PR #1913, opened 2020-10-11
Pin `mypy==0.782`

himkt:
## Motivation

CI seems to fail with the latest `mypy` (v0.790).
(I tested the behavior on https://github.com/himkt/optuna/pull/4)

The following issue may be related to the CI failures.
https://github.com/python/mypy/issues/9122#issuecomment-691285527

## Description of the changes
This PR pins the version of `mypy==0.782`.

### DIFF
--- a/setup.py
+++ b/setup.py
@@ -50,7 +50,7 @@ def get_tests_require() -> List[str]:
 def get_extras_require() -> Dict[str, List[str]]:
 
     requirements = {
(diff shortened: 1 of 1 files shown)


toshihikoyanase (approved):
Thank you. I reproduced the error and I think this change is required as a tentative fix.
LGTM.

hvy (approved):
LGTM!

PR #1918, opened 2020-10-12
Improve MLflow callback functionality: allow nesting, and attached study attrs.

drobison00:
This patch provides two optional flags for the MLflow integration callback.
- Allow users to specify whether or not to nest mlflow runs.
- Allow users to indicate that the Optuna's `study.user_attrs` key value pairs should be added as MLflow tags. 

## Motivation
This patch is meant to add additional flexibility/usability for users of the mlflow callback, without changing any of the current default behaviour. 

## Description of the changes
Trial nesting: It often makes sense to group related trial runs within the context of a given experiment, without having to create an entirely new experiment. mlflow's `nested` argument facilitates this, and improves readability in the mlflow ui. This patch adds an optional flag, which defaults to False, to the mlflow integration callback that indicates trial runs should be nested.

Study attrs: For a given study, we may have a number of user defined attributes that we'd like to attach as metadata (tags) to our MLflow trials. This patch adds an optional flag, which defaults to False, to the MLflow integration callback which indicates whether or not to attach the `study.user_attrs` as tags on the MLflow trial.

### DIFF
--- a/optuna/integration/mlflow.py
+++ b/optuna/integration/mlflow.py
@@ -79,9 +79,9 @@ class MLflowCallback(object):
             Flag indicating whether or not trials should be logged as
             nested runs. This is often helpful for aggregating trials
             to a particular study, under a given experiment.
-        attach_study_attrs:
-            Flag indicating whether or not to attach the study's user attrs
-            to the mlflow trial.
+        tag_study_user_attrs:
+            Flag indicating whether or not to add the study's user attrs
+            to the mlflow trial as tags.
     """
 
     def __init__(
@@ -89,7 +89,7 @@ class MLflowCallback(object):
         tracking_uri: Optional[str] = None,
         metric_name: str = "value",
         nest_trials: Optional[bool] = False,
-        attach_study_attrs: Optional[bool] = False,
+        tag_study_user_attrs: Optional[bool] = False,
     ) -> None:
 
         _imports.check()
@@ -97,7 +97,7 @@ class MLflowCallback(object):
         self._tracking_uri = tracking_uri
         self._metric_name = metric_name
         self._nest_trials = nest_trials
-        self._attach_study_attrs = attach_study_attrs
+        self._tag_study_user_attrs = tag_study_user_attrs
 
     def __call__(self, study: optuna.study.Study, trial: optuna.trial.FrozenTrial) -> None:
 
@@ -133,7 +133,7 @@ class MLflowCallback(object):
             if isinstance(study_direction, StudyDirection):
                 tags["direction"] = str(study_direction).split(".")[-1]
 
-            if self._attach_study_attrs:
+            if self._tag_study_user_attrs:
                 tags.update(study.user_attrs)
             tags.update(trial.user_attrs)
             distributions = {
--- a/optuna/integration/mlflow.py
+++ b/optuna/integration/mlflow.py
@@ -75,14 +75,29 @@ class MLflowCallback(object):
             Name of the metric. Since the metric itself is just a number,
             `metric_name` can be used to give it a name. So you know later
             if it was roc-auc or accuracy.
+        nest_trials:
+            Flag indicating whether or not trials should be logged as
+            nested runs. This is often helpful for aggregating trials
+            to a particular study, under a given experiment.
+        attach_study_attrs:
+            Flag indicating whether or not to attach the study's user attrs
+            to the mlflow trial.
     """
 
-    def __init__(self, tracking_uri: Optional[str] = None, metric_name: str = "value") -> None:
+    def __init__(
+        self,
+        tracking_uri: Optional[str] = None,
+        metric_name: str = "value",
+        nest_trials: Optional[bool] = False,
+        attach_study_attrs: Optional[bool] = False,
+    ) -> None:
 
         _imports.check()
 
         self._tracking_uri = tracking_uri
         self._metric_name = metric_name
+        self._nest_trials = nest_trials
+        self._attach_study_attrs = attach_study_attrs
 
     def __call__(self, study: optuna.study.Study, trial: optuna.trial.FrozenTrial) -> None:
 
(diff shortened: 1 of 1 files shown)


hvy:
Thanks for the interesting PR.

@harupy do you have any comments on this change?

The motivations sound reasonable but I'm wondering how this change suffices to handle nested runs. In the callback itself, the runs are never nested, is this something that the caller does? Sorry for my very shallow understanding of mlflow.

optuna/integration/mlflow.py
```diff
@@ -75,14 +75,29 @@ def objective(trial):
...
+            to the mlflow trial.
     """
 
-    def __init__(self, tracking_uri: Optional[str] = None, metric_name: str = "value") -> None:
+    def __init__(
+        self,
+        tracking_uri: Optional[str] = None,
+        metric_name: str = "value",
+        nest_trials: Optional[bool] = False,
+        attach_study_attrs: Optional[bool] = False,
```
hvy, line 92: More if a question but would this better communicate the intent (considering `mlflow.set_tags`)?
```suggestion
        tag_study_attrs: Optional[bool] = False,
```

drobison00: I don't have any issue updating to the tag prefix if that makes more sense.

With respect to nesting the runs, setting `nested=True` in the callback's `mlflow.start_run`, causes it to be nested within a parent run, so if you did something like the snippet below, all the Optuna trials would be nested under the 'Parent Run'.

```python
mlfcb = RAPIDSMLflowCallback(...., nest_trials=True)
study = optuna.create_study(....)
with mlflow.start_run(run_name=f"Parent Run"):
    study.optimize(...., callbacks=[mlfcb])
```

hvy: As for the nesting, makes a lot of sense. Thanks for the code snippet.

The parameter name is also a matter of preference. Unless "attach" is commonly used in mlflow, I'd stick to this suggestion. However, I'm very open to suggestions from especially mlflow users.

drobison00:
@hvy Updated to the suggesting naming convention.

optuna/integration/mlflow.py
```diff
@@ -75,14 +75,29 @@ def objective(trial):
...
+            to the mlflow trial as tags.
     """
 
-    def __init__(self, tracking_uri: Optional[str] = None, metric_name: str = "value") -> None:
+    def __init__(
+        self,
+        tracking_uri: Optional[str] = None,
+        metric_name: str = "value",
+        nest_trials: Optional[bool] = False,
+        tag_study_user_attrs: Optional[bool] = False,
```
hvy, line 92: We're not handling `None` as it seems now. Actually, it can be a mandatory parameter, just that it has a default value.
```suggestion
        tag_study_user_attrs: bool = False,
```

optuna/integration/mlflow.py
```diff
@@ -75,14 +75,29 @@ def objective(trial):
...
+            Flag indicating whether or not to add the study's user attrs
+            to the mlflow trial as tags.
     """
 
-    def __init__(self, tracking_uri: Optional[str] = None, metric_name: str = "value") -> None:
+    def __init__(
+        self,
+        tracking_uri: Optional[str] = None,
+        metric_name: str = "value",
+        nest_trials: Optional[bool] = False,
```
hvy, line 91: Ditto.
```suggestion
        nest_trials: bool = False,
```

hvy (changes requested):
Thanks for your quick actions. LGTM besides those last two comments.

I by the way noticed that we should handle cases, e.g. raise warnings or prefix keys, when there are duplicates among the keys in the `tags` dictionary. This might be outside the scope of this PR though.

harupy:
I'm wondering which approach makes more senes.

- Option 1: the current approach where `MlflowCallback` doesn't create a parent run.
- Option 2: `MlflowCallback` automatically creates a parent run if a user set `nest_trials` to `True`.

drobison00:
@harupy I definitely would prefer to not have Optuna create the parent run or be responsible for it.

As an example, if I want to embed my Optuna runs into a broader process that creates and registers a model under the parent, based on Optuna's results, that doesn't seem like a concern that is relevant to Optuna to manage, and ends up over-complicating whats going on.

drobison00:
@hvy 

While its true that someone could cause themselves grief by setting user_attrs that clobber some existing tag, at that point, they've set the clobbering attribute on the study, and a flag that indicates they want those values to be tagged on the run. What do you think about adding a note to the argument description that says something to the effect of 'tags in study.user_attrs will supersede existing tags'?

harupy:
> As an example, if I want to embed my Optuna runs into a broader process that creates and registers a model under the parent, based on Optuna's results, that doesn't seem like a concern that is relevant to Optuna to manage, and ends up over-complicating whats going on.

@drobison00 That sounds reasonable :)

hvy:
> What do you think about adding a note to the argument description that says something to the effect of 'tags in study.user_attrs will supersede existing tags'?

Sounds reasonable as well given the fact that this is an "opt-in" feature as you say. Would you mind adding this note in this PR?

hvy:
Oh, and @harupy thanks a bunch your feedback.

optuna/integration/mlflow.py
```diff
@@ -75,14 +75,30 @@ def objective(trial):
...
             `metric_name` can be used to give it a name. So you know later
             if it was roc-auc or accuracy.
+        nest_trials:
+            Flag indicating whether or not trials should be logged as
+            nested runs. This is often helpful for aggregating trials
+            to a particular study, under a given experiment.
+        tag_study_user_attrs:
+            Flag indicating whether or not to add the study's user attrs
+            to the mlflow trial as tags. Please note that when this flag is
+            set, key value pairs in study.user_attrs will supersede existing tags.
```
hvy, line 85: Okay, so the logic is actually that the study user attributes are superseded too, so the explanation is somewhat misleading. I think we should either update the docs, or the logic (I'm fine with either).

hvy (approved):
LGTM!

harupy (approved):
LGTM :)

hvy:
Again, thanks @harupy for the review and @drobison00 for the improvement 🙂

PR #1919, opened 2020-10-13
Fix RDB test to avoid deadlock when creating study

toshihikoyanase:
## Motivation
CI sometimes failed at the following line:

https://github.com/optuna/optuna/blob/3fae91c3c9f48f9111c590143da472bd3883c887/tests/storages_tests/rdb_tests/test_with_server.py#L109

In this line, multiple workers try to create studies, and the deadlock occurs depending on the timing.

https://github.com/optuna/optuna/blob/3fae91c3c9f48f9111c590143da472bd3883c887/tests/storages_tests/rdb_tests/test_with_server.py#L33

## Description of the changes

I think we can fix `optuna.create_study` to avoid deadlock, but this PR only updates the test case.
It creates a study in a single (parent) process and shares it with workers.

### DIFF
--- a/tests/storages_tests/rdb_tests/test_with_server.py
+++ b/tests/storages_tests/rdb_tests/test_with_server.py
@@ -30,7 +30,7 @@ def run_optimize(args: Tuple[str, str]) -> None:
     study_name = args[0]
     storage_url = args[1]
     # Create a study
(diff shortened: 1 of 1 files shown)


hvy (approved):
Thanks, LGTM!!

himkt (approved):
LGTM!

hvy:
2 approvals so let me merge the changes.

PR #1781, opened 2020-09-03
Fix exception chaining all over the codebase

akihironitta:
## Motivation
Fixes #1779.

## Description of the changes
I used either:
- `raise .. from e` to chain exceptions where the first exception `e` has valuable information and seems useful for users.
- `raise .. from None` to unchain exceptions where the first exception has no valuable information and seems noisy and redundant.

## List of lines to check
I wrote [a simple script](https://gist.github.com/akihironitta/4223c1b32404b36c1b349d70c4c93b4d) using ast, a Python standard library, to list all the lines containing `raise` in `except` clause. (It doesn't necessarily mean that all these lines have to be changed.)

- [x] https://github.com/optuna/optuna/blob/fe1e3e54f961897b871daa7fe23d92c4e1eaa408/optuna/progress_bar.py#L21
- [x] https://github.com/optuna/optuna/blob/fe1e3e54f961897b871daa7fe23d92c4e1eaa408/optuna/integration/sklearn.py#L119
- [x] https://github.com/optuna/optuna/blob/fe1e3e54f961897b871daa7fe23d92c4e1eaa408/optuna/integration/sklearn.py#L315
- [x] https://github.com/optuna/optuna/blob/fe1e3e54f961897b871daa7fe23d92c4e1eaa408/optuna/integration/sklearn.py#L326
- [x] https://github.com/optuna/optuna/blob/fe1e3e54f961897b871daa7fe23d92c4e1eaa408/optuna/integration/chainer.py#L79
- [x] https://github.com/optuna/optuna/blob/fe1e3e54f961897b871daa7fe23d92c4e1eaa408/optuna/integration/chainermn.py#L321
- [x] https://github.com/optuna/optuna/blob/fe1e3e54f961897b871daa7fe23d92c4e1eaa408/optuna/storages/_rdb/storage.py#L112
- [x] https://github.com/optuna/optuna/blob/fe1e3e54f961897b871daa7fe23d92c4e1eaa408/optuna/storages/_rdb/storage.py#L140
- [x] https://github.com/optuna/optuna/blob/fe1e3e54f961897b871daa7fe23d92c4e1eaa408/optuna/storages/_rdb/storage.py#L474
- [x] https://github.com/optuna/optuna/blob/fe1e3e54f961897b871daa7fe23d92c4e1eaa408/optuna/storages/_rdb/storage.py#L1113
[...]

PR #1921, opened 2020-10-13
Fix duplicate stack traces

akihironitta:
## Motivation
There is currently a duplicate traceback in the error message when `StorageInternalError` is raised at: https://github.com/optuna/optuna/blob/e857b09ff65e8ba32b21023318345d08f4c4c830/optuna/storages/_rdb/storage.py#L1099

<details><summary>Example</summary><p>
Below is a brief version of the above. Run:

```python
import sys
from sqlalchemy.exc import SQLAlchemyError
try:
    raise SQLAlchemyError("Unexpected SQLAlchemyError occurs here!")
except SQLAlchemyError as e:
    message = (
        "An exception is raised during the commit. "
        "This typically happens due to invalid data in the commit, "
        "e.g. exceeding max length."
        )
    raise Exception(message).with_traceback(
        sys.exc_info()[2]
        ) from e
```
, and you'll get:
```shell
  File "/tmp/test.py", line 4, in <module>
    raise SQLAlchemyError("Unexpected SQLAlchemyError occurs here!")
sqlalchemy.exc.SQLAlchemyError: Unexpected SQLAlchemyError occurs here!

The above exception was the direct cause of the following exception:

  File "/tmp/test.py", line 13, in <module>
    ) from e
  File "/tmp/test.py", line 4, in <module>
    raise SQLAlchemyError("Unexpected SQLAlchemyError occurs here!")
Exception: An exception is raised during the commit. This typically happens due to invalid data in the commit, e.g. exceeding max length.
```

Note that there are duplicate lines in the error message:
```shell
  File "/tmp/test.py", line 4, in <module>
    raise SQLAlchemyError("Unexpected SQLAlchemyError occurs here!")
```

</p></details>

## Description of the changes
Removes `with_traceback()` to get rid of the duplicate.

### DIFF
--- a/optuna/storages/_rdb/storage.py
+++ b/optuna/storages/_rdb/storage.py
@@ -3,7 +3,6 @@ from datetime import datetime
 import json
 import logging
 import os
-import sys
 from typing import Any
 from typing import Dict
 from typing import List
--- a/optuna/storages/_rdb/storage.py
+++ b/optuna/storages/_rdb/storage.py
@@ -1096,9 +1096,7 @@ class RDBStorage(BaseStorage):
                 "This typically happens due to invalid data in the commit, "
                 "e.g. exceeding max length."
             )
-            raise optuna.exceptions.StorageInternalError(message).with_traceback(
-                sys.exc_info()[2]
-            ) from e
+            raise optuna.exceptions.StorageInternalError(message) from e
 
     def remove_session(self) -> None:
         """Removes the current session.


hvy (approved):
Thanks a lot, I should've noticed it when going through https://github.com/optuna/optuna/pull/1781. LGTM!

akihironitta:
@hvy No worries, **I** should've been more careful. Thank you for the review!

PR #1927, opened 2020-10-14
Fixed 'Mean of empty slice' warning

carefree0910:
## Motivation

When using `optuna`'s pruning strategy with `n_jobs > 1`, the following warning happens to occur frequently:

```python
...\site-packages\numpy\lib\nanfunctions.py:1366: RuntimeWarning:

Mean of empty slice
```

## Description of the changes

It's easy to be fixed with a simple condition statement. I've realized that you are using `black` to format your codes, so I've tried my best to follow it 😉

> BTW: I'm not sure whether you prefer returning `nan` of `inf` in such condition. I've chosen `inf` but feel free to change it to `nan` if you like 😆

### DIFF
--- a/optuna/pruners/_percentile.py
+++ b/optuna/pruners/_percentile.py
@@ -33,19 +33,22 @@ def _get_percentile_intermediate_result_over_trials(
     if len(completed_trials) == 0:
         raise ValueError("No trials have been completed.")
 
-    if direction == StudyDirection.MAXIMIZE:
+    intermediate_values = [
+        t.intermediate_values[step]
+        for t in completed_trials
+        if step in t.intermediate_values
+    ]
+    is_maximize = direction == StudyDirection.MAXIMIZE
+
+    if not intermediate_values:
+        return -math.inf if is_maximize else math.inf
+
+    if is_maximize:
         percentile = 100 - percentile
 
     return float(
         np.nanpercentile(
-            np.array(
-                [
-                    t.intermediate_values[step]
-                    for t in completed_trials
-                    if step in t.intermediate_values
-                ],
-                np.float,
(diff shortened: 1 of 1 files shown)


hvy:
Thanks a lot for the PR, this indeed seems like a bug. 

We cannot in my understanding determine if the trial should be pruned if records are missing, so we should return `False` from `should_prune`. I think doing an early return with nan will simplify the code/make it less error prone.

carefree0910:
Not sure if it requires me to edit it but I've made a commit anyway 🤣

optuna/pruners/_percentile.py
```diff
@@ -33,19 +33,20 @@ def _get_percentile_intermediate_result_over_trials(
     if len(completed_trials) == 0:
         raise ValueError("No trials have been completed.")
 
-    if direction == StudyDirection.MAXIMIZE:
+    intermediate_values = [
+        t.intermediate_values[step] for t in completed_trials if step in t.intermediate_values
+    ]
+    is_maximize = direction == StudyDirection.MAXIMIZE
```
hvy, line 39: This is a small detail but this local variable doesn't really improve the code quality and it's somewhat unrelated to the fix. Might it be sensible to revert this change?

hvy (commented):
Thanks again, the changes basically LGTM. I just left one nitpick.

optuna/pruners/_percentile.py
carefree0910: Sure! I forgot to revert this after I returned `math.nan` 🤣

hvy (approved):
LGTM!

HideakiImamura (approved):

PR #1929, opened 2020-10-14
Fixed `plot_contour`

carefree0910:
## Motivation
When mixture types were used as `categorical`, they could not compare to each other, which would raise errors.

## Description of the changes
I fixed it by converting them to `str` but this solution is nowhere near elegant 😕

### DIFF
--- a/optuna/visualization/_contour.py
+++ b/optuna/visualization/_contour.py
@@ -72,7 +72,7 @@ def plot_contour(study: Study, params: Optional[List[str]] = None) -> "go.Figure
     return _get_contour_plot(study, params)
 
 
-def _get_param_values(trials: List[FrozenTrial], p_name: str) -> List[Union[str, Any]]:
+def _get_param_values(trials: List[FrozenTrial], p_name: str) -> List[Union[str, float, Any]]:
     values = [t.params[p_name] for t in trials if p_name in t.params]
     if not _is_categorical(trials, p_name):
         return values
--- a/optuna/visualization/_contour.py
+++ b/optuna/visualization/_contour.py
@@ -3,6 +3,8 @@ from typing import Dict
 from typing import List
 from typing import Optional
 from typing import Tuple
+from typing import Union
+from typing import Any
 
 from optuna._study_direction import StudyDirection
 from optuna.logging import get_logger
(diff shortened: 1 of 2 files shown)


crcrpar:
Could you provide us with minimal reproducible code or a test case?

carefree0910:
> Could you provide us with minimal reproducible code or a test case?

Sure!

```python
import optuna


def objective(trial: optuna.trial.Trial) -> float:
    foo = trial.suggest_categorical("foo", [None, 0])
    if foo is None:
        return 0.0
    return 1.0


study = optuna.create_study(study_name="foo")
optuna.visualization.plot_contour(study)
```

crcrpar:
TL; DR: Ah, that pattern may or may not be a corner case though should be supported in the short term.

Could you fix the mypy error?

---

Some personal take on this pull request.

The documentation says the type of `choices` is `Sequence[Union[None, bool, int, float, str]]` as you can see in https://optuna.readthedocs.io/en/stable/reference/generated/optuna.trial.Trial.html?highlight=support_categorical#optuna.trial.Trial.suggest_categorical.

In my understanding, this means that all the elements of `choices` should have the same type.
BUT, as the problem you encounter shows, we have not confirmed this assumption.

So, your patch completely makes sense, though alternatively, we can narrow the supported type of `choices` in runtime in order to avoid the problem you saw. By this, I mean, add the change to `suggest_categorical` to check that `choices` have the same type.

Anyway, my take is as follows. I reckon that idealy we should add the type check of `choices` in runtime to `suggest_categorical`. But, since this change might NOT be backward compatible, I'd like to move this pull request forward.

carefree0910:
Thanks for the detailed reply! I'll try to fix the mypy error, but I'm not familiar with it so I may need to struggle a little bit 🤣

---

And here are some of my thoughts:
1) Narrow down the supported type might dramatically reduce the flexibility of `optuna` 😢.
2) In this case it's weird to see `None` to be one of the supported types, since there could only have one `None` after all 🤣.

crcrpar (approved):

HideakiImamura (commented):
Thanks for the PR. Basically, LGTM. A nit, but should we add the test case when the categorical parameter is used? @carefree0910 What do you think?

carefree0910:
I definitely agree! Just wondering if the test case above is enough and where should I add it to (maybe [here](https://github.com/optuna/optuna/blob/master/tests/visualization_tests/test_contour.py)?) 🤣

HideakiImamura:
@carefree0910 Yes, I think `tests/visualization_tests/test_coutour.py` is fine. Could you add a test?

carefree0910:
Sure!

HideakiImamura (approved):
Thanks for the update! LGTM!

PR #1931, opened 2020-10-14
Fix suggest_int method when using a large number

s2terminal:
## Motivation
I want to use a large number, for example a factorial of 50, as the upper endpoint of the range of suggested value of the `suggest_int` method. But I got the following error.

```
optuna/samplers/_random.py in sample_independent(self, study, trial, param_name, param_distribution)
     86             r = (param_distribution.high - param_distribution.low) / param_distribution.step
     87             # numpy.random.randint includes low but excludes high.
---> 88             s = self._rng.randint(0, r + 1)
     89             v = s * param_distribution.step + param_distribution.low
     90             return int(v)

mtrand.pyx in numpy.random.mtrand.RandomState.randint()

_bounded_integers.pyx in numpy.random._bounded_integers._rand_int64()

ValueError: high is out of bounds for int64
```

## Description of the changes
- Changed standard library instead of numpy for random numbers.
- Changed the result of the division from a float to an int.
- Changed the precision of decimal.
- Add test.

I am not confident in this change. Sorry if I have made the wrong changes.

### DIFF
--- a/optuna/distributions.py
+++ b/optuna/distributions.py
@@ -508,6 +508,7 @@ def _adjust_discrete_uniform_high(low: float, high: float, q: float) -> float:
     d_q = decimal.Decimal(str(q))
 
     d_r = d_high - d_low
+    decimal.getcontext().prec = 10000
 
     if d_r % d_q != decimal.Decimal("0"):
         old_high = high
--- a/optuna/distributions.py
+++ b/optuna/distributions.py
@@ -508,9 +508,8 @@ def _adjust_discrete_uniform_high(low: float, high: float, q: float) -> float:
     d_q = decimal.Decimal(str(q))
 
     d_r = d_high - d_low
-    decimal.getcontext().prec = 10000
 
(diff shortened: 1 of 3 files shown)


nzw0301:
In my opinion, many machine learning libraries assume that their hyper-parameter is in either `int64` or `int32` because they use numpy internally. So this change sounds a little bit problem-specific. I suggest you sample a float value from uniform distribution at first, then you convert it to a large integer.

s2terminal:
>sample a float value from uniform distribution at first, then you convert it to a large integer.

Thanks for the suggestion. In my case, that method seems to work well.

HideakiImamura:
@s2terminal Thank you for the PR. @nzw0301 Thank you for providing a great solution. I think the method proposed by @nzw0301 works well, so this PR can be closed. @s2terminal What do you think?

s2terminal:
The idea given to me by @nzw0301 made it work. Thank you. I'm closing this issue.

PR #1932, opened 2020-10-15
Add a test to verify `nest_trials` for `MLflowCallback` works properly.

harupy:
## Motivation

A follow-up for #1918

• Exercise prompt: Reproduce the entries exactly, starting at their first line and stopping after the line with "PR #1918, opened 2020-10-12".

• Solved exercise:
PR #1913, opened 2020-10-11
Pin `mypy==0.782`

himkt:
## Motivation

CI seems to fail with the latest `mypy` (v0.790).
(I tested the behavior on https://github.com/himkt/optuna/pull/4)

The following issue may be related to the CI failures.
https://github.com/python/mypy/issues/9122#issuecomment-691285527

## Description of the changes
This PR pins the version of `mypy==0.782`.

### DIFF
--- a/setup.py
+++ b/setup.py
@@ -50,7 +50,7 @@ def get_tests_require() -> List[str]:
 def get_extras_require() -> Dict[str, List[str]]:
 
     requirements = {
(diff shortened: 1 of 1 files shown)


toshihikoyanase (approved):
Thank you. I reproduced the error and I think this change is required as a tentative fix.
LGTM.

hvy (approved):
LGTM!

PR #1918, opened 2020-10-12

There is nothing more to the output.